# Sich nach links verschiebendes Bild



## Musti (25. Jul 2008)

Hallo Leute

ich habe so gut wie keine Ahnung mit Grafikprogrammierung. Eine Starthilfe und paar Ideen sind deswegen sehr hilfreich.

Meine Aufgabe ist es aus einem Vector welches Objekte mit den Werten  x,y sowie eine Zahl für die Farbe des Pixels besitzt,am Bildschirm anzuzeigen und die nachkommenden Werte entsprechen anzufügen und somit das Bild nach links Verschieben lassen.

Wie kann ich z.B. auf den Koordinaten x,y ein Pixel mit ein bestimmte Farbe darstellen. Die Farbe soll sich nur im Spektrum von Weiss bis zu Schwarz bewegen.

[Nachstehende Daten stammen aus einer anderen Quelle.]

PR #8781, opened 2026-08-19
fix(docker): make the modular builder slice self-sufficient (#8771)

dieterolson:
Part of #8771. Fixes all five `profile-size-matrix` checks — `slim`, `standard`, `biomech`, `research`, `full` — which are red on `main` and were not in the issue's original inventory.

**Reshaped** after CI: the first revision fixed the right bug in the wrong file. See "What changed and why" at the bottom.

## The failure

All five die at the same Docker build step, before any image is produced:

```
#18 [builder 12/22] RUN set -eux; ... install_features.py --profile "slim" --dry-run
#18 0.075 [install_features] resolved features: api, pendulum, mujoco
#18 0.075   File "/workspace/scripts/docker/install_features.py", line 166, in _feature_install_argv
#18 0.075     from src.shared.python.feature_registry.features import get_feature
#18 0.075   File "/workspace/src/shared/python/__init__.py", line 32, in <module>
#18 0.075     from . import ai as ai
#18 0.075 ImportError: cannot import name 'ai' from partially initialized module 'src.shared.python'
ERROR: failed to build: failed to solve
```

## Root cause

`Dockerfile.modular`'s builder stage copies a **deliberate minimal slice**:

```dockerfile
COPY src/__init__.py                        ./src/__init__.py
COPY src/shared/__init__.py                 ./src/shared/__init__.py
COPY src/shared/python/__init__.py          ./src/shared/python/__init__.py
COPY src/shared/python/engine_core/         ./src/shared/python/engine_core/
COPY src/shared/python/feature_registry/    ./src/shared/python/feature_registry/
RUN ... install_features.py --profile "$PROFILE" --dry-run
```

with the reason a few lines below: *"The full source tree is COPYd in the runtime stage so layer caches"* are not invalidated by every source change. Resolving which pip packages a profile needs must not require the whole repo.

`install_features.py` reached the registry through a **dotted import**, and importing a submodule executes every parent package's `__init__` first. So the slice was only ever self-sufficient by luck — it depended on `src/shared/python/__init__.py` importing nothing outside the slice. When that `__init__` grew an eager `from . import ai`, every modular image build broke. (The traceback's *"most likely due to a circular import"* is CPython guessing; the module is simply absent.)

## The fix

Load `features.py` from its path, with no parent package:

```python
spec = importlib.util.spec_from_file_location("_install_features_registry", features_path)
module = importlib.util.module_from_spec(spec)
sys.modules[spec.name] = module      # see below
spec.loader.exec_module(module)
```

This is what the comment above that code **always claimed** to do:

> To avoid running the registry's import-time DbC validator … we read the features module **in isolation** by adding the repo to sys.path.

Adding the repo to `sys.path` never achieved isolation — the dotted import still ran all three `__init__`s. Now it genuinely does, which makes the builder slice self-sufficient *regardless of what any package `__init__` imports in future*. `features.py` depends only on `dataclasses` and `typing`.

**One subtlety worth flagging for review:** the module must be registered in `sys.modules` *before* `exec_module`, because `@dataclass` resolves `cls.__module__` through `sys.modules` while processing the class body. Without it you get:

```
File "/usr/lib/python3.11/dataclasses.py", line 712, in _is_type
  ns = sys.modules.get(cls.__module__).__dict__
AttributeError: 'NoneType' object has no attribute '__dict__'
```

I hit exactly that on the first attempt. It is cleaned up on failure so a failed load leaves no half-initialised entry behind.

## Verification

Reconstructed the builder slice — exactly the paths the Dockerfile copies, nothing else — with `src/shared/python/__init__.py` left **exactly as it is on `main`**, eager import and all:

| | result |
| --- | --- |
| `origin/main` | `ImportError: cannot import name 'ai'`, exit 1 |
| this branch | all five profiles exit 0 |

```
slim     -> exit=0  (api, pendulum, mujoco)
standard -> exit=0  (… + pinocchio)
biomech  -> exit=0  (… + opensim, myosuite)
research -> exit=0  (… + drake, pose-mediapipe)
full     -> exit=0  (… + chrono)
```

Full-tree behaviour unchanged — `--profile slim/full` and `--features mujoco` resolve identically, and an unknown profile still fails loudly with the known list:

```
$ install_features.py --profile nonexistent --dry-run
unknown profile 'nonexistent'; known: biomech, full, gpu-training, research, slim, standard
```

```
tests/unit/repo_hygiene/test_tools_child_copy_contract.py   9 passed, 3 skipped
ruff check / ruff format --check                            clean
```

## What changed and why

The first revision restored the PEP 562 lazy `__getattr__` in `src/shared/python/__init__.py`. That was the right diagnosis and the wrong file — `unit-test-gate` caught it:

```
FAILED tests/unit/repo_hygiene/test_tools_child_copy_contract.py::test_current_branch_does_not_edit_tools_child_copies
  This branch directly modifies Tools-owned child copies in UpstreamDrift.
  Make each change in D-sorganization/Tools, merge or pin that canonical revision,
  and update only vendor/ud-tools here.
```

**And a vendor bump would not have fixed it either.** The builder stage copies `src/shared/python/__init__.py` from *this repo's own tree*, not from `vendor/ud-tools/` — so pinning a fixed Tools revision leaves the file the Dockerfile actually reads unchanged. I checked the `COPY` list specifically for this.

That leaves the fix having to live in UpstreamDrift-owned code, and `scripts/docker/` is exactly that. It is also the better fix: it removes the coupling permanently instead of restoring a property that has to be maintained by convention. The eager import in Tools remains a latent bug worth fixing upstream — nothing else currently depends on that `__init__` being lazy, but it is a trap — and it is no longer what breaks these builds.

Nothing currently *tests* that the builder slice is self-sufficient, which is why this broke silently for two and a half weeks. A cheap guard would be a unit test that reconstructs the slice from the `COPY` lines and runs the validator against it; I have not added one here, since it wants a home and a convention decision rather than being tacked onto a fix.

### DIFF
--- a/SPEC.md
+++ b/SPEC.md
@@ -485,7 +485,7 @@ inventory and reopen adjudication until every new candidate is reviewed.
 | **License**             | MIT                                                |
 | **Current Version**     | 2.1.1                                              |
 
-| **Spec Version** | 1.0.548 |
+| **Spec Version** | 1.0.549 |
 | **Last Spec Update** | 2026-08-19 |
 
 ## 2. Purpose & Mission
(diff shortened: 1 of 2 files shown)


dieterolson:
## Correction: this did not fix all five `profile-size-matrix` checks, and I should not have said it did

The PR body claims "Fixes all five `profile-size-matrix` checks". **That is wrong**, and the error is mine — I verified one of two blockers and generalised.

### What the change did do

It works, and it is necessary. Comparing builder progress on `slim`:

```
before:  #18 [builder 12/22]  ImportError: cannot import name 'ai'    <- died here
after:   #18 [builder 12/22]  ok
         #29 [builder 22/22]  RuntimeError ...                        <- dies here
```

Step 12 is the `--dry-run` profile validation. It passes now, and the build gets ten steps further.

### The second blocker, which was masked behind the first

Step 22 is the **real** install — `install_features.py --profile slim` without `--dry-run` — which runs `pip install .`, which runs `build_hooks.initialize`:

```
#29 7.168   File "/workspace/build_hooks.py", line 361, in initialize
#29 7.168   File "/workspace/build_hooks.py", line 294, in _register_tools_packages
#29 7.168     raise RuntimeError(message)
#29 7.168 RuntimeError: Pinned Tools package roots are required for release/CI builds;
#29 7.168   missing: shared, sidekick, chat, python/src/utils, contracts.py
ERROR: failed to build: failed to solve
```

`_register_tools_packages` raises when the canonical Tools roots are absent and `version != "editable" or _env_flag("CI")`. In the builder stage `CI` is set and `vendor/ud-tools` is **never copied into that stage at all** — `Dockerfile.modular` copies it in neither the builder nor the runtime stage, and `docker-size-gates.yml`'s `actions/checkout` does not request submodules. So the raise is unconditional there.

This has been failing the whole time; it was simply unreachable behind the `ImportError`.

### Why my verification missed it

I reconstructed the builder *slice* — the five paths the `COPY` lines list — and ran `install_features.py --dry-run` against it. That exercises **step 12 only**. Step 22 is a real `pip install .` and only surfaces in an actual `docker build`, which I did not run. The reconstruction was a good way to isolate the first bug and a bad way to claim the checks were fixed, and I should have said "fixes the `ImportError` that blocks the builder at step 12" rather than naming the checks.

### What remains

Two candidate fixes, neither of which I have implemented or tested:

- **(a) Copy `vendor/ud-tools/` into the builder stage** before the install step, and have `docker-size-gates.yml` check out submodules. Keeps the fail-loud guard the Dockerfile comment at line 90 explicitly wants ("...which is the correct fail-loud behavior"). Costs build context size and cache locality.
- **(b) Make `_register_tools_packages` degrade rather than raise** when the pinned roots are out of scope for the stage. Smaller diff, but it weakens a guard that exists to stop release artefacts shipping without vendored Tools — I would not do this without an owner's sign-off, and it is the kind of change #8771 exists to discourage.

(a) looks right to me, but it is a real design decision about what the builder stage is allowed to depend on, and it deserves its own PR rather than being appended here.

### Also seen, separately

The post-merge run on `main` @ `eb7ce2da7` failed *before* reaching either blocker:

```
##[error]ERROR: docker endpoint for "default" not found
```

on `d-sorg-local-Desktop-7` — a Docker/buildx setup failure, third distinct cause, same self-hosted fleet as the `setup-python` tool-cache failures. So `profile-size-matrix` currently has one real remaining code blocker plus at least one environmental one.

Leaving the record straight rather than letting a merged PR claim a green it did not deliver.

---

Wie gesagt bin Anfänger und hoffe solche Fragen nerven nicht zu sehr.


----------



## Quaxli (25. Jul 2008)

Musti hat gesagt.:
			
		

> ... und die nachkommenden Werte entsprechen anzufügen und somit das Bild nach links verschieben



Den Teil habe ich, ehrlich gesagt, nicht verstanden  
Soll das eine Animation werden?

Wenn es um das setzen vonPixeln geht würde ich wie folgt vorgehen:

- ein BufferedImage in Größe des Bildschirms anlegen
- mit setRGB(...) die Pixel im BufferedImage setzen
- das BufferedImage zeichnen

Das mal als grobe Vorgehensweise.


----------



## Musti (25. Jul 2008)

Damit meinte ich das die Datei die ich als Grafik anzeigen soll immer wächst also neue Bildinformation hinzukommen.
Ich möchte kein Standbild haben.In der Anzeige soll die dazukommende Information von der Rechten Seite aus ins Bild kommen und links dafür die entsprechende Menge an Pixel verschwinden. Das bild verschiebt sich so nach links.


----------